Following on from some recent posts on walking, I thought I’d link to another interesting article. This time from Eduardo Ares at Polis.
The metrominuto map above shows the distance and time it takes to walk across the city of Pontevedra in northwest Spain. Rendered in the style of the ubiquitous London Tube Map, metrominuto is the local council’s way of turning their small city into a navigable, hospitable and walkable terrain. Together with the map, Pontevedra have taken a number of other steps to make the city pedestrian-friendly. As Ares says:
Instead of razing old buildings and constructing bigger roads, the city council began taking proactive measures to reduce traffic. They widened sidewalks, established a free bike-lending service, installed speed bumps and set a speed limit of 30 kilometers per hour throughout the city. They even banned motorized transport in sections of Pontevedra. Walking zones now extend from the historic center to streets and squares in newer neighborhoods.
By all accounts these moves are hardly revolutionary. Over the last 15-20 years western cities of all sizes have shunned the automobile in their centres. Large swathes of central Manchester were pedestrianized in the 1980s, with a tram line returning to the city in 1992. Market Street and Piccadilly Gardens in particular have seen sweeping re-developments over the years, attesting to the fact that such moves have been the norm rather than the exception in local urban policy.

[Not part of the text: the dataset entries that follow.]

PR #99, opened 2021-01-20
[13.0] Add handlers to delegate validators

guewen:
CerberusValidator looks for the method name on the service component to
get the schema validators.
Delegate this to a Component, so we can customize the way the validator
for a service is found.

E.g.:

* for each service component, we have 2 additional components: a
  validator for the input schema and another for the output schema
* when looking for the validator, we have to search for the
  corresponding input/output validation component

As implemented in: OCA/wms#137

By delegating this lookup to a base "cerberus.validator" component, we
can override the default behavior for a services collection, by
inheriting the Component.

By default, the behavior does not change.

### DIFF
--- a/base_rest/models/rest_service_registration.py
+++ b/base_rest/models/rest_service_registration.py
@@ -237,17 +237,21 @@ class RestApiMethodTransformer(object):
 
         return routes
 
-    def _method_to_input_param(self, method):
-        validator_method_name = "_validator_{}".format(method.__name__)
-        if hasattr(self._service, validator_method_name):
+    def _method_to_param(self, validator_method_name):
+        validator_component = self._service.component(usage="cerberus.validator")
+        if validator_component.has_validator_handler(
+            self._service, validator_method_name
+        ):
             return restapi.CerberusValidator(schema=validator_method_name)
         return None
 
+    def _method_to_input_param(self, method):
+        validator_method_name = "_validator_{}".format(method.__name__)
+        return self._method_to_param(validator_method_name)
+
     def _method_to_output_param(self, method):
         validator_method_name = "_validator_return_{}".format(method.__name__)
-        if hasattr(self._service, validator_method_name):
-            return restapi.CerberusValidator(schema=validator_method_name)
-        return None
+        return self._method_to_param(validator_method_name)
 
 
 class RestApiServiceControllerGenerator(object):
--- a/base_rest/models/rest_service_registration.py
+++ b/base_rest/models/rest_service_registration.py
@@ -237,21 +237,21 @@ class RestApiMethodTransformer(object):
 
         return routes
 
-    def _method_to_param(self, validator_method_name):
+    def _method_to_param(self, validator_method_name, direction):
         validator_component = self._service.component(usage="cerberus.validator")
         if validator_component.has_validator_handler(
-            self._service, validator_method_name
+            self._service, validator_method_name, direction
         ):
             return restapi.CerberusValidator(schema=validator_method_name)
         return None
 
     def _method_to_input_param(self, method):
         validator_method_name = "_validator_{}".format(method.__name__)
-        return self._method_to_param(validator_method_name)
+        return self._method_to_param(validator_method_name, "input")
 
     def _method_to_output_param(self, method):
         validator_method_name = "_validator_return_{}".format(method.__name__)
-        return self._method_to_param(validator_method_name)
+        return self._method_to_param(validator_method_name, "output")
 
 
 class RestApiServiceControllerGenerator(object):
--- a/base_rest/components/__init__.py
+++ b/base_rest/components/__init__.py
@@ -1,1 +1,2 @@
 from . import service
+from . import cerberus_validator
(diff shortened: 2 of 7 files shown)


guewen:
I'll add an example very soon.

guewen:
Some tests fail because of this:

```2021-01-20 11:18:13,486 5786 ERROR openerp_test odoo.addons.base_rest.tests.test_cerberus_validator: ERROR: TestCerberusValidator.test_schema_lookup_from_string

File "/home/travis/build/OCA/rest-framework/setup/base_rest/odoo/addons/base_rest/tests/test_cerberus_validator.py", line 276, in test_schema_lookup_from_string
validator = v.get_cerberus_validator(MyService())
File "/home/travis/build/OCA/rest-framework/setup/base_rest/odoo/addons/base_rest/restapi.py", line 173, in get_cerberus_validator
schema = service._get_validator_handler(self._schema)()
AttributeError: 'MyService' object has no attribute '_get_validator_handler'
```

The thing is:
* in the test, an almost bare object (`MyService`) is sent to `CerberusValidator.get_cerberus_validator()`, so it doesn't have the `_get_validator_handler` and `_has_validator_handler` methods
* in the implementation of `base_rest`, `CerberusValidator.get_cerberus_validator()` is always called with a service `base.rest.service` or inheriting from it, the `_get_validator_handler` and `_has_validator_handler` methods are implemented there

What should be accepted interface for `CerberusValidator.get_cerberus_validator()`? Should I add the 2 handler methods in the tests class `MyService` to conform to the implemented service interface, or should I check for the presence of the handler methods in `CerberusValidator.get_cerberus_validator()`?

base_rest/components/service.py
```diff
@@ -175,6 +175,23 @@ def _validator_get(self):
         """
         return {}
 
+    def _get_validator_handler(self, method_name):
```
lmignon: @guewen I would like to avoid to re introduce some logic dedicated to the message processing into  `base.rest.service`. 
Instead of adding these new methods, could we not consider to look for a component in the context of the service with usage='cerberus.validator' ? The `RestApiMethodTransmer` and `CerberusValidator`classes could lookup the registry to get this component and you could extend it into shopfloor :thinking:

guewen: This is a better separation of concern, yes.

guewen:
@lmignon would my new implementation be more aligned with your vision?
I still have an issue with `MyService` in tests as I can't use `self._service.component` on it in `RestApiMethodTransformer`.

base_rest/models/rest_service_registration.py
```diff
@@ -237,17 +237,21 @@ def _method_to_routes(self, method):
 
         return routes
 
-    def _method_to_input_param(self, method):
-        validator_method_name = "_validator_{}".format(method.__name__)
-        if hasattr(self._service, validator_method_name):
+    def _method_to_param(self, validator_method_name):
+        validator_component = self._service.component(usage="cerberus.validator")
```
simahawk, line 241: can't we look for a specific usage by direction instead? eg: `cerberus.validator.[input|output]`?
Then in [_get_validator_component](https://github.com/OCA/wms/pull/137/files#diff-4eac90c52a977b0f3aa9e5564668b83ee346d4d1d4f8e57452346d4986d6cfc4R18) you don't have to check.

simahawk: ah but then we'll end up w/ too many components... never mind

guewen: You don't have the direction in `CerberusValidator` (https://github.com/OCA/rest-framework/pull/99/files#diff-232b42925d810d12d892cb1d674234d420568553ccd871838eb30f9541eed8ccR172), maybe this is something we can add, what's your opinion @lmignon?

simahawk: even if not used in this case I'd say that the CerberusValidator instance should know the direction (eg: `self._direction = "input|output"`)

lmignon: `RestMethodParam` is used for the input|ouput direction by providing methods to use according to the direction `from_params` and `to_response`.
I hesitated for a long time to create a class by direction and I finally took the approach of grouping in the same class. Perhaps this is not the best approach.
It could make sense to have a component by direction but aren't we going to complicate things too much?

lmignon:
> RestApiMethodTransformer

base_rest/models/rest_service_registration.py
guewen: A single component seems better as if we have 2 components, they'd probably have to share some logic, and it makes the big picture too complex.

Can we add a "direction" parameter to `get_cerberus_validator` and `to_json_schema` that would be passed from `from_params` / `to_response` / `to_openapi_responses` / `to_openapi_requestbody` to the new component?

lmignon: > Can we add a "direction" parameter to `get_cerberus_validator` and `to_json_schema` that would be passed from `from_params` / `to_response` / `to_openapi_responses` / `to_openapi_requestbody` to the new component?

For sure @guewen

guewen:
Added a direction parameter

lmignon (approved):
Thank you @guewen LGTM (Code review + Functional tests)

lmignon:
ping @simahawk

simahawk (approved):

guewen:
Thanks for your reviews and ideas!

lmignon:
you're welcome :smirk:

Chorlton and Wythenshawe likewise saw pedestrianized shopping areas (or ‘precincts’) spring up even earlier in the late 1960s and early 1970s, and Coventry has also had a rather contentious precinct for a similar length of time (see Hubbard and Lilley’s [2004] paper: subscription only). In each the local population is of varying size and demographic. Chorlton is now a sprawling South Manchester suburb, but with arguably a young, white and middle-class core. Wythenshawe lies a little further south and is one of Manchester’s poorest areas. Coventry is a small Midlands city with a large second- and third-generation Caribbean, Indian and Pakistani community. The modernist ideals of a pedestrian shopping core seemingly implanted irrespective of such factors.


So what makes this a particularly noteworthy civic project? Are comparisons to this specific brand of UK post-war urban regeneration profitable? I think the difference lies within how Pontevedra has foregrounded the metrominuto map itself. It gives us an insight into how this project has come to fruition. Manchester does admittedly have a number of sited pedestrian maps, but none make prominent the A-to-B nature of walking like the Pontevedra example. In the same way as mass transit authorities around the world have used Harry Beck’s famous Tube Map design to enhance the utility of fixed rail/track travel, so the city officials have imported these characteristics into a utilitarian walking map. This is where Pontevedra differs to the modern urbanism of Chorlton, Wythenshawe and Coventry. The design speaks for itself. Straight lines are everywhere. Walkers are encouraged to follow the quickest and most direct route. Only the kilometre long riverside walk to the train station is gifted a meandering depiction, complete with lush fields, rounded trees and sky blue water. All routes have unambiguous figures relating to time and distance. 7 minutes to the hospital. 4 minutes to the car park. Perhaps this is why Pontevedra has won an award from Intermodes for what they call ‘the first pedestrian network in Europe’. This isn’t about a distinct shopping area or indeed a single street or junction, but a facilitative network designed to feed into the existing transport system. In this sense, Pontevedra has remarkably different aims: to conceive of the act of walking as a utility.
If I am to continue to make connections back to the city of Manchester then the pedestrianization of the Deansgate/Cathedral area perhaps also draws on this bi-pedal inter-connectivity, serving to re-connect the city of Salford with Manchester; a much-maligned area that has nonetheless been trumpeted as an ‘important gateway’ into the city. Terms like ‘touching’, ‘bridging’ and ‘linking’ have all been deployed to characterise this development. Although for many years this has been a vehicular gateway enabling automobile commuters from North Manchester to enter the city rather than anything else. This kind of pedestrianization has more in common with Pontevedra than even the city’s own interpretations over the last 30 years. Salford’s car parks (cheaper than Manchester’s!) should get an ever greater boost as office workers leave their cars on one side of the river and walk over. Its conception is part of a wider transport integration project rather than any narrow consumer boost. The opening of new coffee shops, bars and restaurants is a necessary dimension but not the driving force. Pontevedra, though, seem to have got there first.